**Instructions to follow**
Using the data below, tally the lines that include the string "datablue". Only the number is wanted.

(Dataset entries)

PR #848, opened 2026-04-29
Fix the allele order for reversed strand

### LINKED ISSUE #847: Flip alleles order on reversed strand
ENST00000357654:c.1360_1361del returns "referenceAllele": "TC" and cannot find matching clinvar. This is because VEP returns "allele_string": "AG/-", and it's a reversed strand, based on this [pr](https://github.com/genome-nexus/genome-nexus/pull/806), AG is flipped to TC. But the allele order should also be flipped, the actual allele should be CT.

leexgh:
Fix: https://github.com/genome-nexus/genome-nexus/issues/847
To implement a proper reverse complement: first complement each nucleotide (A <-> T, C <-> G, already fixed in https://github.com/genome-nexus/genome-nexus/pull/806), then reverse the order. For example:

 - AG - complement to TC - reverse to CT
 - ATG - complement to TAC - reverse to CAT

### DIFF
--- a/service/src/main/java/org/cbioportal/genome_nexus/service/internal/VariantAnnotationService.java
+++ b/service/src/main/java/org/cbioportal/genome_nexus/service/internal/VariantAnnotationService.java
@@ -439,7 +439,18 @@ public class VariantAnnotationService
 
     private void normalizeStrand(VariantAnnotation variantAnnotation) {
         if (variantAnnotation.getStrand() != null && variantAnnotation.getStrand() == -1) {
-            variantAnnotation.setAlleleString(GenomicLocationUtil.getReverseStrandAllele(variantAnnotation.getAlleleString()));
+            String alleleString = variantAnnotation.getAlleleString();
+            if (alleleString != null) {
+                String[] parts = alleleString.split("/");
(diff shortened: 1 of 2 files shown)


service/src/main/java/org/cbioportal/genome_nexus/service/internal/VariantAnnotationService.java
```diff
@@ -438,8 +438,22 @@ private void addAdditionalInformation(VariantAnnotation variantAnnotation, Varia
     }
 
     private void normalizeStrand(VariantAnnotation variantAnnotation) {
+        if (variantAnnotation == null) {
```
bprize15: Do we expect variantAnnotation ever being null?

bprize15 (approved):
One small question, otherwise LGTM

service/src/main/java/org/cbioportal/genome_nexus/service/internal/VariantAnnotationService.java
leexgh: Good catch! I missed some leftover code. Deleted

PR #867, opened 2026-07-24
Fix Entrez Gene ID resolution for HGNC-renamed genes

n1zea144:
EntrezGeneIdResolver looked up the Entrez ID using the raw VEP gene symbol, while HugoGeneSymbolResolver separately upgrades old/deprecated symbols to the current HGNC-approved one for the same transcript consequence. Since the internal symbol->Entrez map is keyed only by current official symbols, any gene affected by an HGNC rename (e.g. H3F3A -> H3-3A) resolved a correct hugoGeneSymbol but a null/missing entrezGeneId in the annotation summary, even though the Entrez ID for the current symbol was present in the data.

Reorder getTranscriptSummary() to resolve the Hugo symbol first and pass it into the Entrez lookup, which now tries the resolved symbol before falling back to the raw one.


leexgh (approved):
LGTM thank you!

inodb (approved):
LGTM - thank you!

PR #868, opened 2026-07-24
Test integration test with failed variant

leexgh:
For testing only


leexgh:
Test works as expected, close PR

PR #872, opened 2026-08-11
Fix protein position resolver on intergenic and splice region mutations

leexgh:
#### Problem:

  For splice_region_variant intronic variants (e.g. MET chr7:116411872-116411900del), Genome Nexus computes hgvspShort as p.*963* — but returns proteinPosition as null. This is
  because VEP does not provide protein_start for purely intronic positions, and the existing fallback logic in ProteinPositionResolver only handled two patterns: dup and x (for
  p.X{N}_splice). The p.*{N}* pattern was missed.

  As a result, the annotation pipeline received a null proteinPosition from the server and left the Protein_position MAF column empty.

  Note: splice_acceptor_variant / splice_donor_variant are unaffected — VEP provides protein_start for those because they carry coding_sequence_variant in their consequence terms.

  #### Root cause:

  ProteinPositionResolver.resolve() had no case for the p.*{N}* / p.*{N}fs* pattern. The extractProteinPos() helper already handles it correctly (it uses
  Numerical.extractPositiveIntegers), it just wasn't being called.

  #### Fix:

  Added a new special case in ProteinPositionResolver.resolve() — when hgvspShort matches p.*\d+.* and no position was resolved from the other cases or from VEP, extract the protein
   position from the hgvspShort string directly.

### DIFF
--- a/component/src/main/java/org/cbioportal/genome_nexus/component/annotation/ProteinPositionResolver.java
+++ b/component/src/main/java/org/cbioportal/genome_nexus/component/annotation/ProteinPositionResolver.java
@@ -1,5 +1,7 @@
 package org.cbioportal.genome_nexus.component.annotation;
 
+import java.util.List;
+
 import org.cbioportal.genome_nexus.model.IntegerRange;
 import org.cbioportal.genome_nexus.model.TranscriptConsequence;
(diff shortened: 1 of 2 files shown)


leexgh:
I believe we should keep intergenic and splice_region mutations with null protein_position as the current c.number/3 is also not accurate, better to use null

PR #819, opened 2026-07-29
datablue: add mtsv2 endpoint and mtsmediav2 model

elliot-ausocean:
This change adds a new mtsv2 endpoint and model that receives and stores metadata about mts clips that are stored in a storage bucket. This is the first step in implementing OceanMedia.

### DIFF
--- a/cmd/datablue/main.go
+++ b/cmd/datablue/main.go
@@ -96,6 +96,7 @@ func main() {
 	http.HandleFunc("/act", actHandler)
 	http.HandleFunc("/vars", varsHandler)
 	http.HandleFunc("/mts", mtsHandler)
+	http.HandleFunc("/v2/mts", mtsHandlerV2)
 	http.HandleFunc("/recv", mtsHandler) // For backwards compatibility.
 	http.HandleFunc("/api", apiHandler)
 	http.HandleFunc("/api/", apiHandler)
--- a/cmd/datablue/mts_handler.go
+++ b/cmd/datablue/mts_handler.go
@@ -148,6 +148,127 @@ func mtsHandler(w http.ResponseWriter, r *http.Request) {
 	fmt.Fprint(w, string(jsn))
 }
 
+// mtsHandlerV2 receives audio/video data from devices in the form of
+// JSON blobs containing metadata, with the video stored in a storage bucket.
+// The JSON blob follows the same format as MTSMediaV2 but the MID, Geohash, and
+// Timestamp are ignored (they will be set by the server).
+// The response is in JSON format. For a normal response, the response mirrors the request
+// query params and their values, plus a timestamp (and minus the
+// device key which is never revealed to clients). For errors, the
+// response includes the "er" param. Server-side errors are also
+// logged. Where we receive multiple pin params, POST data represents
+// concatenated metadata blobs and the pin value indicates the size of each
+// blob. It is therefore possible to send multiple audio/video blobs in the same request.
+// The supplied MAC address (ma) must correspond to a valid
+// ausocean device and the supplied device key (dk) must to match
+// the device's. The pin type (pn) must be either V(ideo) or S(ound).
+func mtsHandlerV2(w http.ResponseWriter, r *http.Request) {
+	logRequest(r)
+	ctx := r.Context()
+
+	q := r.URL.Query()
+	macAddr := q.Get("ma")
+	dk := q.Get("dk")
+
+	// Is this request for a valid device?
+	setup(ctx)
+	dev, err := model.CheckDevice(ctx, settingsStore, macAddr, dk)
+	if err != nil {
+		writeDeviceError(w, dev, err)
+		return
+	}
+
+	geoHash := q.Get("gh")
+
+	t := q.Get("ts")
+	var timestamp int64
+	if t != "" {
+		timestamp, err = strconv.ParseInt(t, 10, 64)
+		if err != nil {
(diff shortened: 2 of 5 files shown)


model/mtsmediav2.go
```diff
@@ -0,0 +1,91 @@
...
+	typeMtsMediaV2 = "MtsMediaV2" // MtsMediaV2 datastore type.
+)
+
+type MtsMediaV2 struct {
+	MID           int64     // Media ID.
+	Geohash       string    // Geohash, if any.
+	Timestamp     int64     // Timestamp (in seconds).
+	Duration      int64     // Duration of the clip (in milliseconds).
+	StorageURI    string    // URI of the clip in the storage bucket.
+	BroadcastID   string    // OceanMedia broadcast ID.
```
ao-david: Does `BroadcastID` make sense for Audio? If we had a hydrophone, would it also be stored using `MtsMediaV2`, and if so, would BroadcastID still apply, or would it be ignored because the audio isn't necessarily discretised into a "broadcast"?

model/mtsmediav2.go
```diff
@@ -0,0 +1,91 @@
...
+	Date          time.Time // Date/time this record was created.
+	datastore.NoCache
+}
+
+// Implements Copy from the Entity interface.
+func (mts *MtsMediaV2) Copy(dst datastore.Entity) (datastore.Entity, error) {
+	return datastore.CopyEntity(mts, dst)
+}
+
+func MtsMediaV2Key(store datastore.Store, mid int64, timestamp int64) *datastore.Key {
```
ao-david: Write documenting comments for all exported methods.

ao-david: To keep with the datastore abstraction, I don't think we want to be exporting the key generator?

model/mtsmediav2.go
```diff
@@ -0,0 +1,91 @@
...
+	return store.NameKey(typeMtsMediaV2, fmt.Sprintf("%d.%d", mid, timestamp))
+}
+
+func CreateMtsMediaV2(ctx context.Context, store datastore.Store, mts MtsMediaV2) (*MtsMediaV2, error) {
+	key := MtsMediaV2Key(store, mts.MID, mts.Timestamp)
+	mts.Date = time.Now()
```
ao-david, line 66: Does the date have any impact on playback, or is it only for querying? If it relates to playback, do we need to be careful about where the time is calculated?

model/mtsmediav2.go
```diff
@@ -0,0 +1,91 @@
...
+
+	This is distributed in the hope that it will be useful, but WITHOUT
+	ANY WARRANTY; without even the implied warranty of MERCHANTABILITY
+	or FITNESS FOR A PARTICULAR PURPOSE.  See the GNU General Public
+	License for more details.
+
+	You should have received a copy of the GNU General Public License in
+	gpl.txt. If not, see http://www.gnu.org/licenses/.
+*/
+package model
```
ao-david, line 25: I think the spacing of the header is a little strange as there needs to be a blank line between the comment and the package name, otherwise go treats the comment as a description of the package (which we don't want)

cmd/datablue/main.go
```diff
@@ -96,6 +96,7 @@ func main() {
 	http.HandleFunc("/act", actHandler)
 	http.HandleFunc("/vars", varsHandler)
 	http.HandleFunc("/mts", mtsHandler)
+	http.HandleFunc("/mtsv2", mtsHandlerV2)
```
ao-david: We should consider using the versioning system which we are adopting on `cloudblue` and `ausoceantv`:
```/v1/mtsHandler```
```/v2/mtsHandler```

File: cmd/datablue/mts_handler.go [hunk 6]
```diff
@@ -148,6 +148,144 @@ func mtsHandler(w http.ResponseWriter, r *http.Request) {
...
+
+	resp := make(map[string]interface{})
+	resp["ma"] = macAddr
+
+	var found bool
+	for _, pin := range dev.InputList() {
+		if !isMtsPin(pin) {
+			continue
+		}
+		found = true
```
ao-david: I think found = true should go after `v == ""` check

cmd/datablue/mts_handler.go
```diff
@@ -148,6 +148,144 @@ func mtsHandler(w http.ResponseWriter, r *http.Request) {
...
+			break
+		}
+		if n != sz {
+			log.Printf("invalid size: n = %d, sz=%d", n, sz)
+			resp["er"] = errInvalidSize.Error()
+			break
+		}
+
+		var mtsData mtsMetadata
+		err = json.Unmarshal(clip, &mtsData)
```
ao-david: Is there a reason why we don't just unmarshal directly into the mtsmediav2 type? rather than creating a new type just for this?

ao-david (changes requested):
A few suggestions.

model/mtsmediav2.go
elliot-ausocean: I think that it would be a good idea to make hydrophones broadcasts too to unify scheduling. This would also make sense if we want to do audio only broadcasts on AusOceanTV, which I think we would want to do.

model/mtsmediav2.go
elliot-ausocean: This is only for querying. I think being able to find clips at a certain datetime regardless of broadcast could be useful.

ao-david (approved):

PR #820, opened 2026-07-29
bench (show): add air installation instructions to readme

trekhopton:
Done because aair will be the main way we develop on bench.


ao-david (changes requested):
We should actually add air to the tools in the go mod, and call it using `go tools air` like we do on ausoceantv, this means a dev doesn't need to install air manually

ao-david (approved):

**Finished task**
8